- Born: 1943 (age 82–83)

Academic background
- Alma mater: Radcliffe College Harvard Graduate School of Arts and Sciences

Academic work
- Discipline: Comparative literature
- Institutions: University of Massachusetts Amherst

= Maria Tymoczko =

American literary scholar

Maria Fleming Tymoczko (born 1943) is a scholar of comparative literature who has written about translation, medieval Celtic literature, and modern Irish literature including the works of James Joyce. She is a professor of comparative literature at the University of Massachusetts Amherst, and the former president of the Celtic Studies Association of North America. She is known for her calls for a more international and multicultural perspective on translation.

==Education and career==
Tymoczko is of Slovak descent through her grandmother, and grew up speaking English, Slovak, and (from neighbors) Italian.
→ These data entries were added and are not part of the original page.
PR #632, opened 2020-01-29
Feature/#200 combat calls

xirsoi:
This PR is pretty big, but I'll try to break it down.

The core thing that was done is adding a "sounds" dictionary to the monster model. You can now assign a "combat_call" and a "faint_call" to a monster. These will be played when a monster enters/leaves combat or faints, respectively.

If a monster does *not* have a call or faint assigned a generic one based on it's primary type will be used. If no file exists with the slug "sound_<type>_<faint/call>" (e.g. "sound_fire_faint" or "sound_fire_call") then an error will be logged and the mon will not have a call or faint play at the appropriate time.

I've created placeholder faint sounds by creating copies of the existing calls but played backwards.

The *major* change was making the sounds and music files be handled indirectly via the database. This means that from now on sound and music files need to have a corresponding entry in the new sounds and music db folders. You'll find examples in there already as I've converted all monster and interface sounds and all music (in use by maps) to using slugs.

The system will currently still work if you reference a filename directly, but this behavior is now officially deprecated.

A small change was made to the db code that allows sound and music records to be stored as a list, allowing multiple records in a single file. The correct format can be seen in the files I've provided.


tuxemon/core/states/combat/combat.py
```diff
@@ -643,7 +643,7 @@ def perform_action(self, user, technique, target=None):
             message = ''
 
         try:
-            tools.load_sound(technique.sfx).play()
+            tools.load_sound(db.lookup_file("sounds", technique.sfx)).play()
```
bitcraft: `tools.load_sound` is already supposed to take the pain out of path/file management.  consider refactoring this to accept a slug to make it more ergonomic.

xirsoi: 👍 i'll do some thinking and see what i can come up with

MirceaKitsune:
Initially I felt a bit thorn on creating a database for storing sounds and music. Upon better thinking, this is a good idea and cleanly implemented. I'll create them for my own game once this is in.

bitcraft:
looks good.  please stand by to fix any regressions.  overall im happy, thanks for making the change to load the sounds by the slug name.

PR #633, opened 2020-01-30
Fix avatar conflicting with value translation parameters in translated dialog events

MirceaKitsune:
translated_dialog and translated_dialog_chain used parameters following the text to replace certain variables. This conflicts with avatars, which added a second parameter oblivious to this. The issue is resolved by treating params containing var1=val1 as replacements and everything else as an avatar.


bitcraft:
thanks for the fix

PR #635, opened 2020-02-02
Numeric variable checks and operations

MirceaKitsune:
I was surprised to notice that the ability to check whether a numeric variable is grater or lesser than a given number was never implemented. This PR adds a new condition that will return true if a var is under or over a given number.

A companion event action is also added as a bonus, which allows basic mathematical operations to be preformed on numeric variables.

Simple usage example:

```
act1: variable_math myvar,+,1
cond1: variable_is myvar,<,10
```

### DIFF
--- a/tuxemon/core/event/actions/variable_math.py
+++ b/tuxemon/core/event/actions/variable_math.py
@@ -34,7 +34,7 @@ def number_or_variable(value):
     else:
         try:
             return float(player.game_variables[value])
-        except KeyError:
+        except (KeyError, ValueError, TypeError):
             logger.error("invalid number or game variable {}".format(value))
             raise ValueError
 
--- a/tuxemon/core/event/actions/variable_math.py
+++ b/tuxemon/core/event/actions/variable_math.py
@@ -25,18 +25,10 @@ from __future__ import print_function
 from __future__ import unicode_literals
 
 from tuxemon.core.event.eventaction import EventAction
+from tuxemon.core.tools import number_or_variable
 
-
-# Value fetching: If it's a string get a game variable, if it's a number use it as such
-def number_or_variable(value):
-    if value.isdigit():
-        return float(value)
-    else:
-        try:
-            return float(player.game_variables[value])
-        except (KeyError, ValueError, TypeError):
-            logger.error("invalid number or game variable {}".format(value))
-            raise ValueError
+import logging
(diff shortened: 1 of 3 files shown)


MirceaKitsune:
I'm thorn on whether to use 3 parameters, or one in which the items are separated by a space. It feels a little overhand to have to write `myvar,+,1` instead of `myvar + 1` even if that's implemented more cleanly code wise. @bitcraft Which way do you believe is best?

tuxemon/core/event/conditions/variable_is.py
```diff
@@ -0,0 +1,87 @@
...
+from __future__ import absolute_import
+from __future__ import division
+from __future__ import print_function
+from __future__ import unicode_literals
+
+from tuxemon.core.event.eventcondition import EventCondition
+
+
+# Value fetching: If it's a string get a game variable, if it's a number use it as such
+def number_or_variable(value):
```
bitcraft: code looks good.  please move to tools though.  docstrings :D

```
:param value: Union[str, float, int]
:rtype: float
:raises: ValueError
```

tuxemon/core/event/actions/variable_math.py
```diff
@@ -0,0 +1,72 @@
...
+
+        # Preform the operation on the variable
+        if operation == "+":
+            player.game_variables[var] = operand1 + operand2
+        elif operation == "-":
+            player.game_variables[var] = operand1 - operand2
+        elif operation == "*":
+            player.game_variables[var] = operand1 * operand2
+        elif operation == "/":
+            player.game_variables[var] = operand1 / operand2
```
bitcraft: Please add an `else` here and raise `ValueError` b/c the operation is not supported

tuxemon/core/event/conditions/variable_is.py
```diff
@@ -0,0 +1,87 @@
...
+        elif operation == "!=":
+            return operand1 != operand2
+        elif operation == ">":
+            return operand1 > operand2
+        elif operation == ">=":
+            return operand1 >= operand2
+        elif operation == "<":
+            return operand1 < operand2
+        elif operation == "<=":
+            return operand1 <= operand2
```
bitcraft: please add an `else` here and raise a `ValueError` b/c the operation is not supported.

bitcraft:
Great PR, thank you!

PR #637, opened 2020-02-03
#156 rename player and rename monster actions

xirsoi:
Two new scripts, rename_player and rename_monster.

The former simply brings up the input screen and prefills it with the player's current name. The later prompts the player to first select the Tuxemon from their party they want to rename.

Small issue; I'm having trouble popping the MonsterMenu from the stack at the end of the action, so the player has to press ESC to get out. Not ideal, but I'm not sure what I need to do to fix it, as the ItemMenu's method of just popping both the input and monster menu states when the work is done causes a crash.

She lived in her grandmother's house in Cleveland, Ohio at a time and place where "it was assumed that most people spoke at least two languages", and has said that this upbringing strongly influenced her view of translation.
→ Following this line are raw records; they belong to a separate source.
PR #640, opened 2020-02-03
Update windows installation instructions

yairm210:
Windows instructions were woefully out of date.
Newer versions of python come bundled with pip, so we can download everything from the regular requirements file.

### DIFF
--- a/README.md
+++ b/README.md
@@ -26,7 +26,16 @@ Installation
 
 **Windows**
 
-[Detailed here](https://www.tuxemon.org/windows-install.html)
+Install the latest version of python 2.7 from [here](https://www.python.org/downloads/)
+
+Pip is installed by default of newer versions of python, so now you just need to run:
+
+```cmd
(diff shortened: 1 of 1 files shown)


bitcraft:
We should be pointing people to download python 3.

README.md
```diff
@@ -26,7 +26,16 @@ Installation
...
 
-[Detailed here](https://www.tuxemon.org/windows-install.html)
+Install the latest version of python 3 from [here](https://www.python.org/downloads/)
+
+Run:
+
+```cmd
+git clone https://github.com/Tuxemon/Tuxemon.git
+cd Tuxemon
+python -m pip install -r requirements.txt
```
bitcraft: please change to `pip install -U -r requirements.txt`.  The `-U` flag is needed in the event that a dependency is installed but out of date.

bitcraft:
Thank you!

She earned a bachelor's degree at Radcliffe College in 1965, majoring in Romance languages with a minor in biochemistry. After a year as a Fulbright Scholar at Aix-Marseille University, she returned to Harvard University for graduate study, earning a master's degree in 1968 and completing her Ph.D. in Celtic and Romance languages and literatures in 1973. Her dissertation, The Personal Names in the Ulster Sagas: A Tool for Understanding the Development of the Cycle, was supervised by John V. Kelleher.
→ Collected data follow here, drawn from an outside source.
PR #641, opened 2020-02-03
Random variables and delays

MirceaKitsune:
This is kind of an amendment to 250062d566bdbd51e76ce681909c82bd6b9300ca as I forgot to add a few extra things that might come in handy. The PR makes two changes, centered around allowing random variables and delays to be set by the mapper:

- Allow the new number_or_variable function to return a random number in a range. This is done by specifying two numbers separated by a line, such as `5-10`. Each parameter is checked to verify that it's a valid number: If either is not the code continues to check for a single number then a game variable... there is no conflict if you're referencing a var named `foo-bar` or `foo-10` or `5-foo`.
- Make the wait and wait_for_secs event action use number_or_variable. This allows delays to be set to either a variable or a random interval.


tuxemon/core/event/actions/variable_math.py
```diff
@@ -49,12 +49,14 @@ def start(self):
...
         var = self.parameters.var
-        operand1 = number_or_variable(game, var)
+        operand1 = number_or_variable(self.game, var)
         operation = self.parameters.operation
-        operand2 = number_or_variable(game, self.parameters.value)
+        operand2 = number_or_variable(self.game, self.parameters.value)
 
         # Preform the operation on the variable
-        if operation == "+":
+        if operation == "=":
```
bitcraft: please use `==` so that the operations are similar to python and other langauges

bitcraft:
@ShadowApex @kerizane @Qiangong2 @xirsoi @yairm210
I'd like your input on this proposal to change the standard value parsing for numbers/variables to include this syntax change for random values.

tuxemon/core/event/actions/variable_math.py
MirceaKitsune: This is the event action though, not the conditional: It's setting the variable rather than checking it. This should mirror the common standard, as = is used to set and == is used to check.

MirceaKitsune:
Code wise this was simple to implement with minimal extra code and by using common functions. My only concern would be that there are a lot of overall syntaxes for mappers to remember... on the other hand this is necessary for certain features to be possible. I'm mainly thorn on whether using the line as a separator is the best way to describe a random range, as `3 15` or `10:40` might be cleaner than `8-16`... let me know if anyone prefers another separator.

I hope this can be accepted in some form however: Randoms open the way to many new mapping features. Currently you can only write perfectly deterministic stories. With this you can add in certain surprises or paths that will branch whenever you start a new game, which makes things a lot more intriguing and increases replayability as well.

tuxemon/core/tools.py
```diff
@@ -520,6 +521,7 @@ def load_image(rect=None, flags=None):
 def number_or_variable(game, value):
```
xirsoi: I know this was added by the previous commit, but I just wanted to point out that the Event system has a Common module to hold things like this function. Of course, if something outside the Event system needs to use this then tools would be the better location.

xirsoi:
Personally, I think using a colon as the delimiter would make more sense, but I think we should let the mappers weigh in first, as they'll be writing way more content.

tuxemon/core/tools.py
MirceaKitsune: Good to know. For now I think it makes sense to have this in tools.py, as it's a generic function that could have multiple uses throughout the code. At the same time I don't see those syntaxes being used outside of event actions, so I'll wait for more feedback on this.

MirceaKitsune:
@xirsoi Thanks for the feedback. So that's one vote for using a colon... two actually since I also feel it feels cleaner, plus the : symbol is already used in set_variable / variable_set so it's following an existing standard. I'll wait a bit more in case anyone else wishes to weigh in on this, then I'll change it.

bitcraft:
imo because the colon is already used, the meaning of it is more ambiguous using it two unrelated ways.

MirceaKitsune:
Makes sense. At the same time "-" could be interpreted as minus even if there's no space in between, so it might not be the best option either. Space is looking like the solution.

bitcraft:
no i don't think a space is the solution either.  space is a common delimiter between distinct things.

tuxemon/core/event/actions/variable_math.py
bitcraft: ah good point.  i had though this was comparison.

tuxemon/core/tools.py
bitcraft: @xirsoi i do agree.  tools.py is a great place for random bits of shared code, but since this particular function deals with parsing strings from events, i do agree that it could be better placed.  for now, i don't think its worth refactoring, but could be done later.

xirsoi:
Perhaps a ~ then?

bitcraft:
Yeah that could work.  I’m still not super excited about complicating the text parser.   I’d honestly prefer another action which generates a random number and stores that in a variable, then reference that variable in other actions or conditions.  I’d like to keep this open and wait for others to leave their opinions.

MirceaKitsune:
Could work but it's so much easier to use the existing math action: Too many event actions also add complexity, especially when it's for something so simple.

~ sounds very good. Also waiting to hear what others think before committing the change.

tuxemon/core/tools.py
```diff
@@ -529,7 +531,10 @@ def number_or_variable(game, value):
     :raises: ValueError
     """
     player = game.player1
-    if value.isdigit():
+    values = value.split("-")
```
xirsoi: I believe we decided to change this to a tilde, yes?

MirceaKitsune: It's fine either way by me. But yes, I'm also waiting for confirmation to know if I should leave it as is or change that to a tide.

bitcraft:
My vote is for the tilde ~

MirceaKitsune:
Changed in the latest commit. Anything else left to do for this one?

tuxemon/core/tools.py
MirceaKitsune: As this was the most voted choice, latest commit uses ~ to divide the random range.

Qiangong2:
I guess I'm confused, what does this take away that makes syntaxes harder?

bitcraft:
@Qiangong2 if you are referring to my comments, my concern is that its adds to the laready cramped syntax of events.  i don't want it to end up like perl.  i beleive that i am the minority here though, so ill test this and merge if it works as specified

MirceaKitsune:
@bitcraft As a general rule I believe this is inevitable as more features are added. Tuxemon uses a powerful and efficient system to define actions directly on the map, but I think that requires a smart and compact way to define how various things work. Only thing I believe is missing is a page on the wiki to easily describe how every action and syntax works, so a new map developer doesn't have to ask around to find them but can look in one place to know everything relevant.

bitcraft:
I don't agree that the final form of a syntax is perl as more features are added.  complex != complicated.  i could list a few different ways to do the same thing without resorting to syntax changes.  its not really worth a debate over, im just sharing my opinion.

the wiki is out of date, right.  we need to need it up to date with this grammar change.

MirceaKitsune:
I think it depends on each case and if weird grammar is unavoidable. Like in this case: We could just add a new action called `set_random_variable 0 1`, but then you have to create a temporary game variable if you want to pipe that into something else like a wait event. The separator technique allows doing it more directly, the only price being that you must use a `0<some_separator>1` syntax.

bitcraft:
sorry, im not really interested in a debate.  ive already said i would merge it, please just let the discussion end.

bitcraft:
```Traceback (most recent call last):
  File "tuxemon.py", line 62, in <module>
    main.main(load_slot=args.slot)
  File "/home/ltheden/PycharmProjects/Tuxemon/tuxemon/core/main.py", line 117, in main
    control.main()
  File "/home/ltheden/PycharmProjects/Tuxemon/tuxemon/core/control.py", line 257, in main
    update(clock_tick)
  File "/home/ltheden/PycharmProjects/Tuxemon/tuxemon/core/control.py", line 305, in update
    self.event_engine.update(time_delta)
  File "/home/ltheden/PycharmProjects/Tuxemon/tuxemon/core/event/eventengine.py", line 295, in update
    self.update_running_events(dt)
  File "/home/ltheden/PycharmProjects/Tuxemon/tuxemon/core/event/eventengine.py", line 367, in update_running_events
    action.start()
  File "/home/ltheden/PycharmProjects/Tuxemon/tuxemon/core/event/actions/wait.py", line 48, in start
    secs = number_or_variable(self.parameters.seconds)
TypeError: number_or_variable() missing 1 required positional argument: 'value'
```

bitcraft:
@MirceaKitsune Ive tested this and it crashes with the traceback above.  please go through and make sure that all existing calls to `number_or_variable` include the required positional arguments (was missing game here)

MirceaKitsune:
Sorry for taking so long to respond to this. Had a lot going on at once, tried dedicating today to getting back to unfinished code issues too.

@bitcraft I'm seeing an automated message above regarding conflicts that need to be solved. Any chance you could take care of those? I'm not sure if you can push to my branch though... maybe in this situation you can make the final change and push the whole thing? That crash might have been a single case of me forgetting add the game prefix, but it should of course be all tested again.

kerizane:
Fixed the merge conflicts for you. Please test it again.

MirceaKitsune:
I found and fixed some remaining issues. A quick test shows the random numbers are being generated properly with the latest notation, other functions in the default game work too (didn't test too far to not spoil myself on recent story additions). Example of what I used to set it:

`<property name="act10" value="variable_math myrand,=,1~10"/>`

kerizane:
What happened with this? @MirceaKitsune what were the issues you found?

MirceaKitsune:
I haven't been following the project closely for a while unfortunately. Wasn't this eventually implemented in some form? I'm okay with any syntax, just one of the basic features I felt had been missing altogether.

kerizane:
Yes, there is now a specific action for setting a random variable.

Ok, I think there is still some good stuff in this. If you remove the syntax for random variables that should be fine.

Do you want to do this, or should I?

MirceaKitsune:
I haven't reconfigured the project lately so I'd appreciate if you or others could take a look at it, optimize this as you feel is best.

After postdoctoral research at the University of Massachusetts Amherst, she became an assistant professor of Irish studies for the Five College Consortium in 1974, and in 1977 moved to the comparative literature department of the University of Massachusetts Amherst, one of the Five Colleges.

==Books==
Tymoczko's first book, The Irish "Ulysses" (University of California Press, 1994) was co-winner of the 1995 Book Award for Literary and Cultural Criticism from the American Conference for Irish Studies. The book argues that in Ulysses, James Joyce was seeking to create an Irish literature, and teases out many parallel passages from Ulysses to the Irish literary tradition that, according to Tymoczko, were deliberate references by Joyce. Bien (1995) calls some of the comparisons stretched and suggests that many readers will not be convinced, but still calls it "a book that every Joycean must read". And although Harmon (1998) criticizes her style of reasoning, "from like to like", as weak without a comparison of how many other things are also like, he nevertheless says that she "establishes [it] beyond any quibble". Tracy (1995) supports her thesis as unsurprising, pointing to Joyce's later use of Irish texts in Finnegans Wake.

Her next book forms a bridge between this early work on Irish literature and her later work on translation as a general topic. Translation in a Postcolonial Context (St. Jerome Publishing, 1999) won the Michael J. Durkan Prize of the American Conference for Irish Studies for best book in Irish language and cultural studies. It studies multiple 19th- and 20th-century translations of old Irish literature, particularly concentrating on the Táin Bó Cúailnge, and the ways in which these translations were colored by the context of the colonization and decolonization of Ireland. It also expresses a clear preference for literary translation over scholarly translation, as later exemplified by Seamus Heaney's translation of Beowulf.

In her third book, Enlarging Translation, Empowering Translators (St. Jerome Publishing, 2007), Tymoczko clearly articulates her call for a new view of translation bringing greater diversity into its theory and practice. She argues that the view of translation as faithfully transmitting a text's original meaning is only one way of looking at translation, stemming from its origin in the translation of the Bible. Instead, following Gideon Toury, she argues that any text viewed within its culture as a translation should be considered one, that there are many types of translation, that the boundaries of what makes a translation are fuzzy and dynamic, and that viewing translation in this way can help bring a diverse and international viewpoint to the subject.

Tymoczko is also the editor of:
- Born into a World at War (with Nancy Blackmun, 2000; 2nd ed., University of Massachusetts Press, 2015)
- Translation and Power (with Edwin Gentzler, 2002)
- Language and Tradition in Ireland (with Colin Ireland, 2003)
- Translation, Resistance, Activism (University of Massachusetts Press, 2010)
- Translators Writing, Writing Translators (with Françoise Massardier-Kenney and Brian James Baer, Kent State University Press, 2016)

==Personal life==
Tymoczko was married for many years to philosopher Thomas Tymoczko (1943–1996) of Smith College. They had three children, including music composer and theorist Dmitri Tymoczko and Smith College mathematics professor Julianna Tymoczko.